The old year lost its power over me at some point in the middle of January. I felt rather than saw the change take place. Using inventories of what was happening in the landscape, I tried to define just what was involved in the disappearance of late autumn. I tried to understand just how something so obvious and powerful had eluded me. Where had it gone and how did it disappear?
After leaf drop, there was a lingering sense of the canopy, remnants reminding me of what had been there. Certain shrubs and trees kept their leaves longer than others. Their foliage trickled away during December, and then I became distracted by cold or snow. I experienced disbelief at the bare branches, and then a relief that the fall was over and that the crisis had passed. I felt a hardening of the heart, a hunkering down for the weather to come.
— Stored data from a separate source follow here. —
PR #651, opened 2018-12-04
fix: docker entry point argument passing

roozbehf:
Fixes the problem of passing spaces in the arguments to the docker entrypoint.

Before this fix, there was virtually no way to pass spaces in arguments such as task description.


max-wittig:
@roozbehf Thanks for your contribution!

PR #1333, opened 2021-02-25
feat(users): add follow/unfollow API

max-wittig:


docs/gl_objects/users.rst
```diff
@@ -84,6 +89,15 @@ Delete an external identity by provider name::
 
     user.identityproviders.delete('oauth2_generic')
 
+Get the followers of a user
+
+    user.followers_users.list()
+
+Get the followings of a user
+
+    user.following_users.list()
```
max-wittig, line 98: @nejch I couldn't use `following` and `followers` directly, as it has the same name as it's user attribute.

max-wittig: What do you think about this naming?

gitlab/tests/objects/test_users.py
```diff
@@ -135,3 +201,17 @@ def test_user_activate_deactivate(user, resp_activate):
 
 def test_delete_user_identity(user, resp_delete_user_identity):
     user.identityproviders.delete("test_provider")
+
+
+def test_user_follow_unfollow(user, resp_follow_unfollow):
+    user.follow()
```
max-wittig, line 207: sadly in the test case only the `dict` is returned, so I cannot really assert the attributes of the `User` object.

Any ideas how to convert this to a `User` in the tests? It does work normally

nejch (changes requested):
Cool! It all looks good to me, just that little docstring return (unless you want to return a User, see other thread).

gitlab/tests/objects/test_users.py
max-wittig: Okay that makes sense. Let's keep the conventions then.

docs/gl_objects/users.rst
max-wittig: Then let's keep the clearer name I guess 😄

nejch (approved):

PR #1335, opened 2021-02-26
fix: remove duplicate class definitions in v4/objects/users.py

JohnVillalovos:
The classes UserStatus and UserStatusManager were each declared twice.
Remove the duplicate declarations.


nejch (approved):
Thanks!

Oops. Probably a good sign I should avoid massive refactors in one PR :rofl:

PR #1339, opened 2021-02-26
chore: add type-hints to gitlab/client.py

JohnVillalovos:
Adding some initial type-hints to gitlab/client.py

Unsure about my usage of assert to identify the type of the object. Feedback appreciated.

### DIFF
--- a/gitlab/client.py
+++ b/gitlab/client.py
@@ -17,6 +17,7 @@
 """Wrapper for the GitLab API."""
 
 import time
+from typing import cast, Any, Dict, List, Optional, Tuple, Union
 
 import requests
 import requests.utils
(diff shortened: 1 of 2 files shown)


gitlab/client.py
```diff
@@ -793,51 +849,57 @@ def _query(self, url, query_data=None, **kwargs):
...
+        assert self._total is not None
         return int(self._total)
 
-    def __iter__(self):
+    def __iter__(self) -> "GitlabList":
         return self
 
-    def __len__(self):
+    def __len__(self) -> int:
+        if self._total is None:
```
max-wittig, line 895: isn't that gonna break somebodies workflow? 😄

max-wittig:
@JohnVillalovos I love these type merge requests. Just a quick question. What about the depreciation of the typing module in Python 3.9? We may need some feature imports then right?

gitlab/client.py
JohnVillalovos: I don't think so. So what I was noticing is that sometimes __len__ gets called when it is None and thus a TypeError is raised when doing `int(None)`. But the caller (maybe `__iter__`) ignores it. But if I had an `assert self._total is not None` that blew up.

So it seems to be working but please let me know if you think something will break and can try to figure out a better way.

JohnVillalovos:
> 
> 
> @JohnVillalovos I love these type merge requests. Just a quick question. What about the depreciation of the typing module in Python 3.9? We may need some feature imports then right?

I was not aware of that. But I just read this: https://docs.python.org/3/library/typing.html

> The deprecated types will be removed from the typing module in the first Python version released 5 years after the release of Python 3.9.0.

Which sounds like we will have 5 years to take care of this. Maybe I misunderstand that.

gitlab/client.py
JohnVillalovos: So this is a sample program which shows how Python it ignores the type error, when using list()

```
$ cat test.py
import sys

class Testing:
    def __len__(self):
        print("Entered __len__")
        raise TypeError("we ignore this")
        return int(None)

    def __iter__(self):
        print("Entered __iter__")
        return self

    def __next__(self):
        raise StopIteration


def main() -> int:
    test = Testing()

    print(list(test))
    return 0


if "__main__" == __name__:
    sys.exit(main())
```

Run it:
```
$ python3 test.py
Entered __len__
Entered __iter__
Entered __len__
[]
```

max-wittig:
Okay then it should be fine.

max-wittig:
Thanks for the MR!

JohnVillalovos:
> 
> 
> Thanks for the MR!

Slowly coming along. One file at a time!

PR #1343, opened 2021-02-27
chore: add and fix some type-hints in gitlab/client.py 

JohnVillalovos:
Was able to figure out better type-hints for gitlab/client.py


nejch (approved):
Cool, looks like all method returns are now covered in client.py.

Issue #1306, opened 2021-02-18
Support Generate Changelog API


nejch:
Coming soon in 13.9 🚀 Automated releases are the best releases

https://docs.gitlab.com/ee/api/repositories.html#generate-changelog-data

KraMorK:
This feature is really needed, please implement it

PR #1347, opened 2021-02-28
chore(api): move repository endpoints into separate module

nejch:
Prep work for #1306 because `projects.py` is getting bloated again already (I'm splitting this into two PRs just for clarity).

I noticed all the `/repository/` endpoints were just kind of slapped into the project manager as custom methods. For now this just splits the methods into a separate Mixin, but perhaps later namespacing them with a separate manager would make it cleaner:

```python
project.repository.tree()
project.repository.blob()
project.repository.compare()
project.repository.contributors()
# ...
```
The old methods could then just call the manager, and maybe raise a deprecation warning.
WDYT @max-wittig would that make sense? I'd open a follow-up later for the repository manager.

### DIFF
--- a/gitlab/v4/objects/projects.py
+++ b/gitlab/v4/objects/projects.py
@@ -47,6 +47,7 @@ from .pipelines import (
 )
 from .push_rules import ProjectPushRulesManager
 from .releases import ProjectReleaseManager
+from .repositories import RepositoryMixin
 from .runners import ProjectRunnerManager
 from .services import ProjectServiceManager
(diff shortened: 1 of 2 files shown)


max-wittig:
I guess we don't need the depreciation warning. The next release is gonna be called 3.0.0 anyway. We already did a couple of breaking changes and that would make more sense, instead of maintaining the old behaviour. We're just a small library. People who don't want to switch can stay on the 2.X version.

max-wittig:
Looks very good!

PR #1350, opened 2021-03-01
chore: Put assert statements inside 'if TYPE_CHECKING:'

JohnVillalovos:
To be safe that we don't assert while running, put the assert
statements, which are used by mypy to check that types are correct,
inside an 'if TYPE_CHECKING:' block.

Also, instead of asserting that the item is a dict, instead assert
that it is not a requests.Response object. Theoretically the JSON
could return as a list or dict, though at this time we are assuming a
dict.

### DIFF
--- a/gitlab/client.py
+++ b/gitlab/client.py
@@ -17,7 +17,7 @@
 """Wrapper for the GitLab API."""
 
 import time
-from typing import cast, Any, Dict, List, Optional, Tuple, Union
+from typing import cast, Any, Dict, List, Optional, Tuple, TYPE_CHECKING, Union
 
 import requests
 import requests.utils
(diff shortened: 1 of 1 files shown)


gitlab/client.py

The number of honeysuckle berries dwindled after Christmas. Then, January stripped away so much time from December’s nights, setting the birds singing and promising things they could not deliver soon enough. I instinctively looked for pieces of the new year, finally tiring of counting the old pieces. Pussy willows and the foliage of the earliest bulbs emerged ever so slightly. Little by little they all erased the loss of the previous spring, summer and fall.
Counting one thing is always about counting something else. The question of seasonal recollection asks me about something more, asks about passage and value and the shades of loss and reconciliation. In deep winter, I remember people separated from me like seasons (for whatever reason, because of transgression or death or distance), and I wonder about the perennial return of their images and the power of their continued presence.
Today is the gateway to February; almost everything lies below the surface, everything that has been and is still to come. My feelings slowly rise through the thaws and freezes and push me out into the sun of early spring.